Im Wesentlichen handelt es sich um eine Initiative, die auf die vollständige Digitalisierung der Industrien eines Landes abzielt. Während die Industrie 3.0 den Aufstieg von Computern und Automatisierung in der industriellen Landschaft erlebte, war bei diesem Prozess noch ein erhebliches Maß an menschlichem Eingreifen erforderlich. Dementsprechend zielt die Industrie 4.0 darauf ab, Massenanpassung zu ermöglichen und Fertigungsabläufe weitgehend autonom zu gestalten, wodurch nur noch wenig oder gar kein menschliches Eingreifen erforderlich ist.

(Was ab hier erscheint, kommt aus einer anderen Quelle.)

Issue #402, opened 2016-01-29
@python setting does not work when install location is not standard on Windows


aawilson:
Resubmitted from here: https://github.com/SublimeLinter/SublimeLinter3/issues/226#issuecomment-176314162

In a nutshell: If Python is installed anywhere but `c:\Python<foo>`, SublimeLinter3 can't find it with the `@python` meta, and there's no way to specify a location for that lookup.

braver:
We have been making [many changes](https://github.com/SublimeLinter/SublimeLinter/blob/master/messages/4.0.0-rc.1.txt) to SublimeLinter, some of which also should have fixed this particular problem. It would be really nice if you could [try the beta](https://github.com/SublimeLinter/SublimeLinter/tree/15bb4a2e2024a623f60bb444eadd5790764fdfb9#sublimelinter-4-beta) and let us know if that fixes the problem for you.

kaste:
Outdated. I sure fixed that. 🤞

PR #405, opened 2016-01-31
Honor user paths

alexandrul:
There is a bit of code duplication, but the alternative would be to complicate things by pairing dirs with some kind of origin indicator, since user dirs are trusted and we don't check the base folder naming conventions (my python 3.3 and 3.5 installations are named just 'python').

### DIFF
--- a/lint/util.py
+++ b/lint/util.py
@@ -922,9 +922,16 @@ def find_windows_python(version):
         prefix_len = len(prefix)
         dirs = sorted(glob(prefix + '*'), reverse=True)
         from . import persist
+        user_dirs = persist.settings.get('paths', {}).get('windows', [])
 
         # Try the exact version first, then the major version
         for version in (stripped_version, stripped_version[0]):
+            for python_dir in user_dirs:
+                path = os.path.join(python_dir, 'python.exe')
+                if can_exec(path):
+                    persist.debug('find_windows_python: <=', path)
+                    return path
+
             for python_dir in dirs:
                 path = os.path.join(python_dir, 'python.exe')
                 python_version = python_dir[prefix_len:]


alexandrul:
Link to docs: http://www.sublimelinter.com/en/latest/troubleshooting.html#adding-to-the-paths-setting

alexandrul:
Fixes #402

mabuchner:
I think, the find_executable function should also be changed that way.

alexandrul:
@mabuchner this might be the root cause:

```
@lru_cache(maxsize=None)
def create_environment():
```

By removing the ```lru_cache``` decorator you should be able to notice that the first call returns an empty dict, and the rest of the calls are returning the actual user settings (at least this is the behavior on my PC).

Since I'm not that familiar with the code, maybe someone else could fix this issue a bit quicker.

Also, since this a complete different issue, is it possible to accept the current PR?

mabuchner:
Yes, you are right. Removing ```lru_cache``` actually "fixes" the problem.

alexandrul:
up :smile:

karolyi:
+1

alexandrul:
Actually, just checked on 3.7.1: removing `lru_cache` from `create_environment` fixes the issue, so my patch is not required for honoring the user paths.

Of course, if you choose to keep caching `create_environment`, my patch solves the initial issue.

groteworld:
While I understand removing the caching would fix the issue... I think it is better for the masses keep caching. Reason why this would loop over `path` setting over `python_path` though?

alexandrul:
@groteworld indeed, caching is better for the masses. For me, pyyaml is more important.

However, I'm not that familiar with the code to fix the root cause of this issue and since I have a workaround, I'm happy.

braver:
@groteworld @alexandrul whats the status of this thing? Is the PR anything near something we’d want to merge, or is it just a workaround?

alexandrul:
@braver fixing the root cause would be preferable and, given the insignificant number of affected users, I propose to reject this PR.

braver:
@alexandrul alrighty, sounds good to me. We still have #402 open if someone wants to look into fixing this for good.

PR #407, opened 2016-02-05
On Windows try to use py.exe to find python executable

bizoo:
Since Python 3.3 on Windows, a Python Launcher called py.exe is installed that call the correct interpreter depending of the argument or the shebang of the source file.
This Pull request try to call it to get the Python executable path.

Maybe it could be possible to always call py.exe (when available) with the correct argument instead of trying to find and call the correct Python executable. Need to look at it when I've some free times.

### DIFF
--- a/lint/util.py
+++ b/lint/util.py
@@ -912,11 +912,10 @@ def find_windows_python(version):
 
         # Try to find python.exe using py.exe
         # Try the exact version first, then the major version
-        code = r'import sys;print(sys.executable)'
-        for version in (version, version.partition('.')[0]):
-            out = communicate(('py.exe', '-%s' % version), code)
-            if out:
-                path = out.splitlines()[0]
+        code = r'import sys;sys.stdout.write(sys.executable)'
+        for testversion in (version, version.partition('.')[0]):
+            path = communicate(('py.exe', '-%s' % testversion), code)
+            if path:
                 if ('python.exe' in path.lower()) and can_exec(path):
                     persist.debug('find_windows_python: <=', path)
                     return path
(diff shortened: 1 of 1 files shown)


groteworld:
I'll need to get a windows box setup to test this, unless @jawshooah has one and the time.

Please be patient.

bizoo:
No problem.
Notice that as Python 3.5 on Windows is now installed by default in "Program Files" folder, SL couldn't find it in the current version. With the modifications in this PR it works again.

lint/util.py
```diff
@@ -908,20 +908,30 @@ def find_windows_python(version):
...
+                    return path
+
+        # Check the root drive for 'Python*' directories, and try to match the
         # version based on the directory names. The 'Python*' directories end
         # with the <major><minor> version number, so for matching with the version
         # passed in, strip any decimal points.
         stripped_version = version.replace('.', '')
         prefix = os.path.abspath(os.path.join(
-            os.environ.get("SYSTEMROOT", "\\")[:2],
+            os.environ.get("SYSTEMDRIVE", "\\"),
```
rchl: This change has the same problem the code already had. Please see #490.
I like your change better than mine but you should adjust it to fix the problem I've fixed (append backslash).
The code could just say:
`os.path.join(os.environ.get('SYSTEMDRIVE', ''), '\\', 'Python')`

lint/util.py
```diff
@@ -908,20 +908,30 @@ def find_windows_python(version):
...
 
     if version:
-        # On Windows, there may be no separately named python/python3 binaries,
-        # so it seems the only reliable way to check for a given version is to
-        # check the root drive for 'Python*' directories, and try to match the
+        from . import persist
+
+        # Try to find python.exe using py.exe
+        # Try the exact version first, then the major version
+        code = r'import sys;print(sys.executable)'
```
rchl: Instead of using print() and then using splitlines() to cater for added newline, you could just use sys.stdout.write().

lint/util.py
```diff
@@ -908,30 +908,40 @@ def find_windows_python(version):
...
+
+        # Check the root drive for 'Python*' directories, and try to match the
         # version based on the directory names. The 'Python*' directories end
         # with the <major><minor> version number, so for matching with the version
         # passed in, strip any decimal points.
         stripped_version = version.replace('.', '')
         prefix = os.path.abspath(os.path.join(
-            os.environ.get("SYSTEMROOT", "\\")[:2],
+            os.environ.get("SYSTEMDRIVE", ""),
+            os.sep,
```
rchl: Come to think of it, you shouldn't really need the os.sep as those are arguments of os.path.join.

himalr: @rchl But it doesn't work when there's a drive letter at the beginning.

```python
>>>os.path.join("C:", "Python")
'C:Python'
```
This causes it to use "C:\Program Files\Sublime Text 3\Python" as the `prefix`.

You could use something like this,

```python
prefix = os.path.abspath(os.path.join(
    os.environ.get('SYSTEMDRIVE'),
    os.sep,
    'Python'
))
```

This will also fix some pylint related issues.

braver:
@bizoo If you could respond to the review, perhaps we can round this one up.

bizoo:
Well, I think everything must be OK in my last commit.

kaste:
Before merging: The new flake8 has a new method for finding pythons. https://github.com/SublimeLinter/SublimeLinter-flake8/blob/master/util.py#L20-L58

That tempts to be a unified approach for both POSIX and Windows, and it's very short. If the new flake8 doesn't break too much, this should be preferred over this approach here, I think.

braver:
Ok, I don't think we'll be making big changes in SL3 anymore, but SL4 should have this covered since we basically merged the new approach from flake8 (and by we I mean @kaste 😉 ).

Die vierte Ära der Industrie ist die Ära der cyber-physischen Systeme, bestehend aus intelligenten Maschinen, Speichersystemen und Produktionsanlagen, die von Technologien wie dem Internet der Dinge (IoT), Big-Data-Analytik und Cloud Computing angetrieben werden und in der Lage sind, autonom Informationen auszutauschen, Aktionen auszulösen und sich gegenseitig zu steuern.
Hat sie bisher funktioniert?
Nun, sie hat zweifellos einen enormen Einfluss auf Industrien rund um den Globus gehabt. Durch die Umsetzung der Industrie 4.0 hat das Sindelfinger Werk der Daimler AG in Deutschland seine Werkzeugfertigung vollständig automatisiert, auf Grundlage von Daten wie Auftragsinformationen und Terminplänen. Der Industriegigant Bosch gibt an, dass seine Position als führender Anbieter und Anwender von Industrie-4.0-Technologie dazu beigetragen hat, seinen Umsatz mit Industrietechnik im Jahr 2017 um 7,7 % zu steigern.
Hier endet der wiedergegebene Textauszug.